NRF: More retail store closures, fewer openings announced in first quarter
The first quarter of 2023 was rough for many U.S. retailers with 1,760 store closings between January and March, up 177% from a year ago, the National Retail Federation (NRF) reports. During that same period there were 2,750 new store announcements, down 37.5%.
The trade group said the drop in new stores and rise in closures is not a surprise given the tougher consumer climate after two years of stimulus-induced growth, excess pandemic savings and a stronger job market. As spending has shifted away from goods toward services consumer sentiment remains shifty amid recession concern, higher borrowing costs and persistent inflation pressures.
CB Insights reports that retailers face old challenges in addition to combating rising prices and a pullback in consumer spending. The biggest reasons more retailers will file for bankruptcy this year is mounting debt, rising borrowing costs, and weaker consumer demand, according to analysts at CB Insights. Some reports indicate that retail bankruptcies will rise again in 2023.
A growing number of marginal retailers were propped up by stimulus and landlord concessions during the pandemic and now are struggling as discretionary spending slows amid inflationary pressures from rising rents, higher wages and product costs, according to retail analysts.
Party City was the first retailer to file bankruptcy this year. The party supply store said a helium shortage, increased pandemic-related costs, and an inflation-driven slowdown in consumer spending led to its insolvency. Party City has also run up against rising competition from big box and online retailers. The chain secured a $150 million bankruptcy loan and is planning to keep operations running while it restructures $1.7 billion in debt. To date, the chain has slated about 30 store closures through the quarter. The chain still has around 750 U.S. stores which remain open.
CB Insights said in the first quarter of this year, Foot Locker announced the closure of 400 stores, Things Remembered said it would close all 130 stores and Children’s Place announced 100 more store closures from its base of 600.
Tuesday Morning filed bankruptcy in February with the closure of about 200 locations. This past week the contagion spread as the off-price retailer announced the closure of the remaining 250 stores the company had hoped to remain open following its second bankruptcy filing in three years. David’s Bridal filed for bankruptcy in April, just a few days after the company announced it would lay off more than 9,000 employees. This is the second bankruptcy filing for the wedding gown retailer in five years.

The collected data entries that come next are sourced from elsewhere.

PR #6230, opened 2019-02-05
testing/cloudflared: new aport

joeholden:
Just opening this so I remember, can leave it on hold for now...

I left LICENSE as unknown until the redistribution stance is clarified at https://github.com/cloudflare/cloudflared/issues/53

It could probably also do with stdout/err being directed to syslog.

### DIFF
--- a/testing/cloudflared/APKBUILD
+++ b/testing/cloudflared/APKBUILD
@@ -1,0 +1,58 @@
+# Contributor: Joe Holden <jwh@zorins.us>
+# Maintainer: Joe Holden <jwh@zorins.us>
+pkgname=cloudflared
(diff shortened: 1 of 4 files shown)


joeholden:
LICENSE added to -doc, doesn't look like they're interested in clarifying the license but I don't see anything that prohibits redistribution (IANAL)

Ikke:
@joeholden Unless they provide a proper open license, this should be considered non-free software, and we cannot redistribute the binary. That means this could only be added under non-free.

joeholden:
Since they're not interested in answering license questions at all either on their repo or via support tickets, close this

Bed Bath & Beyond also is in the midst of liquidation with the closure of all of its stores after several failed attempts to turn the business around over the past five years. Faced with declining revenue and a cumbersome debt load, the company tried to reduce costs by cutting back on trademark offerings like mailer coupons and name-brand inventory. Despite getting some bridge funding the retailer called it quits in April closing 360 Bed Bath & Beyond locations and 120 BuyBuy Baby locations.
Analysts with UBS recently noted they expect 50,000 stores will close over the next five years and if the economy does fall into a recession they said that figure could balloon to 90,000 stores. Smaller operations that employ 500 or fewer are the most vulnerable, UBS noted. While 90,000 seems like a staggering number, UBS analyst said it’s 5% of the more than 940,000 U.S. retail stores.
UBS said the ever-growing prominence of online shopping, increased borrowing costs, and customers tightening their wallets due to inflation are primary causes of store closures. The UBS report predicted 13,840 of the closures will be clothing stores, 9,190 electronic stores and 4,090 furniture stores. UBS expects home improvement stores to lose only 210 locations and auto parts stores to stay steady.
Job growth and year-over-year sales have increased at home improvement and auto parts stores, which are two reasons why that retail sector likely won’t suffer as many closings, UBS said. The analysts also said major retailers like Costco, Target, Walmart and Home Depot could benefit from store closures. UBS said the closings of smaller operators would mean roughly $210 billion in retail sales would be up for grabs, which translates to a $1,600 annual spend per household that could benefit leading retailers.
While closures are expected to rise, the number of new store openings this year will likely remain lower than a year ago as rents continue to rise, labor remains tight and inflationary pressures continue to squeeze operating margins, according to UBS.
NRF said 43% of the new store openings announced this year have been from dollar stores, off-price retailers, discounters and wholesale clubs who combined for more than 1,100 openings announced in the first quarter. That does not include 1,050 new store openings this year announced by Dollar General in December 2022, or the 925 to 1,000 new stores Five Below said it plans to open by the end of fiscal 2025.
Other retailers that announced large numbers of new stores in the first quarter of 2023 include Foot Locker, which said at a March investor event it will open more than 300 off-mall stores by its fiscal 2026. Skechers said in February it would open 100 to 120 new company-owned stores this year. Bath & Body Works said in February it would open about 90 new stores in 2023 while closing about 50 stores. In February, Sam’s Club announced 30 new locations by 2027 and Costco said it would add 15 new U.S. clubs this year.